Annapurna Trek IX - Lower Kali Gandaki Valley

Thursday, April 24, 2014
Tatopani, Western Region, Nepal
The canyon through which the Kali Gandaki River flows is said to be the deepest gorge on earth, something like 7,000 meters or 24,000 feet. That's a bit of a stretch, however, since it mostly looks like a narrow river valley and nothing like serious canyons like the Grand Canyon or Black Canyon in the western U.S. That depth is measured from the peaks of Annapurna I and Dhaulagiri, both over 8,000 meters high but something like 25 kilometers apart, to the valley floor. It’s really just an impressive valley.

I have to admit that once I got to this stage of the trek the two days from Marpha to Tatopani at the bottom were quite anticlimactic . It’s in some ways more pleasant to be walking downhill, but there’s not the same excitement as continuing to rise to a higher elevation and ever more snowy peaks.
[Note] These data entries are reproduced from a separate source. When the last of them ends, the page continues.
PR #402, opened 2020-12-05
Update upper bounds for QuickCheck and bytestring

lehins:


lehins:
I am not going to use my gmail with github

PR #408, opened 2021-02-28
fix source directory in person tutorial

stuebinm:
in the package.yml snipped given in the Readme of the person tutorial,
the build directory was set to ".", which will fail with a Main.hs created
in the `src` directory (as described in the tutorial).

The actual code in the same directory appears to be fine.

(just noticed this while trying to follow the tutorial)


stuebinm:
Huh. I don't particularly feel like creating a google account and signing the agreement just for three new bytes in a readme, so i guess just take this PR as a bug report …

PR #409, opened 2021-05-06
Add ServiceDescriptor to generated services.

ntnj:
This is similar to generated messageDescriptor in #361.

### DIFF
--- a/proto-lens/src/Data/ProtoLens/Service/Types.hs
+++ b/proto-lens/src/Data/ProtoLens/Service/Types.hs
@@ -23,8 +23,10 @@ module Data.ProtoLens.Service.Types
   , StreamingType (..)
   ) where
 
+import qualified Data.ByteString as B
 import Data.Kind (Constraint)
 import Data.ProtoLens.Message (Message)
+import Data.Proxy (Proxy(..))
 import GHC.TypeLits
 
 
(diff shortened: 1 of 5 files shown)


blackgnezdo:
We still don't have a CI, so I tested that this works locally.

proto-lens/src/Data/ProtoLens/Service/Types.hs
```diff
@@ -53,6 +55,7 @@ class ( KnownSymbol (ServiceName s)
   type ServicePackage s :: Symbol
   type ServiceMethods s :: [Symbol]
 
+  packedServiceDescriptor :: Proxy s -> B.ByteString
```
judah, line 58: I think it would be useful to add an analogue to the `messageDescriptor` function from `proto-lens-protobuf-types`:
http://hackage.haskell.org/package/proto-lens-protobuf-types-0.7.0.0/src/src/Data/ProtoLens/Descriptor.hs

```
serviceDescriptor :: forall s . Service s => DescriptorProto
```

judah (approved):
LGTM with one suggestion.

Incidentally I think this will require a major version bump due to the change in the class definition, but that can be done at the next release of this package.

proto-lens/src/Data/ProtoLens/Service/Types.hs
ntnj: Thanks for the review. I've added a commit to implement this.

blackgnezdo:
Great thanks for the change!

Although the gorge I trekked down had significant differences in appearance from the one I walked up one to two weeks earlier, there were also many similarities in cultures and experiences with landscape now going from arid desert to dry pine forest and then to lusher sub-tropical forest at the lower elevations and culture changing from the Tibetan-influenced Buddhist one of the high valleys to Hindu ethnic groups more typical of the Himalayan foothills of Nepal lower down.

I also lost most of my trail friends along the way, the people whose paths I crossed on the trail and saw in guesthouses most nights along the way who became my hiking pals. Some only went as far as Jomsom and flew out. Others skipped the night in Kagbeni and were a day ahead of me on the trail. In any event, by this point I missed the camaraderie I had with many of my fellow trekkers for the previous ten days or so .

I spent a night in Marpha in the upper part of the valley, probably the nicest town I had come across since the stone houses were all whitewashed with particularly big stacks of firewood on the roofs, a monastery above the village, and apple orchards covering the valley floor. Apple products are the specialty if the area – cider and brandy and firewater.

The next day was a long boring walk on the river’s almost level gravel plain, passing a couple villages named Larjung and Takuche, and good views of the Dhaulagiri Icefall, the large glacier on the northeast side of the 8,000 meter peak of the same name. Then it was a ways through a pine forest, crossing the river on a high suspension bridge at a gorge, and a few ups and downs to Kalopani. I stopped for lunch at a modern lodge and fell asleep in my chair during the thunderstorm that blew in. I decided to stay the night based on the positive recommendations in the guidebooks in a fairly luxurious (for Nepal) room with a sitting area and a private bathroom with hot running water and shower, all for 400 rupees or about $4, the best deal anywhere!

Beyond Kalopani I walked along the road the entire way the next day as it dropped steeply in spots and was blasted out of the cliff face elsewhere. And, of course, as I descended it got hotter and sweatier. Tatopani is a small village which has many guesthouses as well as a small hot spring pleasant for a soak. I decided to take a full rest day in the town before the long grueling ascent to Poon Hill. Tatopani Lies close to the low point of the Circuit trek at 1,190 meters (3,500 feet) so I had gone full circle in terms altitude gains and losses since the start of my long walk.